Mesdames, messieurs les élus,

Mesdames et Messieurs les officiers, militaires, pompiers et anciens combattants,

Mesdames et messieurs les membres des associations,

Mesdames et messieurs les instituteurs, 

Chers enfants, dont la participation nous fait toujours plaisir,

Chères Peinturaudes, chers Peinturauds,

Nous voici réunis pour honorer, un an après le centenaire de l’armistice du 11 novembre 1918,  tous les morts pour notre patrie, la France.

Commémorer, c’est faire de l’éducation civique, de la pédagogie citoyenne. Rappelons l’Histoire :

En 1914, les tensions sont extrêmes en Europe. Elles tiennent essentiellement à l'inadéquation entre les frontières des États et les vœux formulés par les différentes nations.

L'assassinat, le 28 juin 1914, de l'archiduc François Ferdinand, héritier d'Autriche-Hongrie est le déclencheur de la guerre. Un complexe jeu d'alliances faisant entrer dans le conflit presque tous les États européens, auxquels s'ajoutent les États-Unis en 1917.

Il s’agit d’une guerre nouvelle qui consacre le primat de l'artillerie lourde et inaugure de nouveaux types de combats (guerre de tranchées, utilisation de gaz toxiques, des avions et des chars d'assaut).
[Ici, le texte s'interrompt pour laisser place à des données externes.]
PR #256, opened 2020-05-17
[discussion] Fix -- handling in su

hallyn:
Su incorrectly tries to handle some flexible usage, including

su -c command
su -c command user
su -c command - user
su -c command -- args
su -c command user -- args

etc.  But it ignored the fact that if getopt_long runs into a
--, it will leave optind at the next word.  So

su -c command -- arg

tried to parse 'arg' as a user.  Fix that by checking for it.

Signed-off-by: Serge Hallyn <shallyn@cisco.com>

### DIFF
--- a/src/su.c
+++ b/src/su.c
@@ -760,6 +760,20 @@ static void save_caller_context (char **argv)
 	pw_free (pw);
 }
 
+static void choose_default_user(void) {
+	struct passwd *root_pw = getpwnam ("root");
+	if ((NULL != root_pw) && (0 == root_pw->pw_uid)) {
+		(void) strcpy (name, "root");
+	} else {
+		root_pw = getpwuid (0);
+		if (NULL == root_pw) {
+			SYSLOG ((LOG_CRIT, "There is no UID 0 user."));
+			su_failure (caller_tty, true);
+		}
+		(void) strcpy (name, root_pw->pw_name);
+	}
+}
+
 /*
  * process_flags - Process the command line arguments
  *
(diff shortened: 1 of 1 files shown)


vcaputo:
@hallyn I'm short on time for volunteer FOSS stuff currently...

I briefly went down this route before replacing getopt in #254.  From what I recall, there was ambiguity created by getopt moving the "--" around in the argv, but maybe I had an unrelated bug misleading me.

If you don't find any problems with using getopt then great!  I found it to initially work in testing --exec, but broken in more of the edge cases like missing vs. present user name.

Feel free to rebase or use whatever commits from my PR, it makes no difference to me, I'd just like the --exec/-e feature in upstream su.

vcaputo:
Ok, I took a few minutes to poke at `su` with this PR applied, and reproduced the malfunction which sent me down the "there's a reason I stopped using getopt decades ago" route in #254 .

Start with a simple script at `/tmp/foo` for instrumenting the euid and passed-through args:
```
#!/bin/bash

whoami
echo args: "$@"
```

Now invoking #256 `su` with this valid commandline for running `/tmp/foo` as `foouser`, it spuriously passes the switched-to user as $1, and runs as `root` requiring root's password.

```
./su -c '/tmp/foo $0 $1 $2' - foouser -- first second third
Password: 
root
args: - foouser first
```

Now, repeating this exercise with #254 instead:

```
/su -c '/tmp/foo $0 $1 $2' - foouser -- first second third
Password: 
foouser
args: first second third
```

I hope that helps clear up the nature of the problem.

La Marne, le Chemin des Dames, Verdun, quelques noms de batailles restées tristement célèbres au regard de l’histoire et qui coûtèrent si cher en vie humaine.

La « Grande Guerre » se solde par plus de dix millions de morts, et des dizaines de millions de blessés d'autant plus graves que les armes étaient plus meurtrières. Ce sont des centaines de milliers de veuves et d’orphelins, et, pour notre commune, plus de 50 morts pour la France.

Ne les oublions jamais !

Le 11 novembre 1918, à 11 heures du matin, les cloches de toutes les églises sonnent. C’est  l’armistice, la fin de quatre ans de cette guerre abominable.

Il est important de se souvenir que la France n’est rien sans ce que les Français ont en commun. L’histoire d’un pays, c’est le ciment de son unité. Durant ces quatre années, les Français se sont appliqués à rester unis : c’est pourquoi ce jour est le souvenir d’une victoire.

La Première Guerre mondiale, c’est l’histoire d’une des plus grandes souffrances humaines. C’est au nom de l’homme, de tous les hommes, qu’il est nécessaire d’en garder la mémoire. Et tous les ans, un jour n’est pas de trop pour faire vivre ce souvenir.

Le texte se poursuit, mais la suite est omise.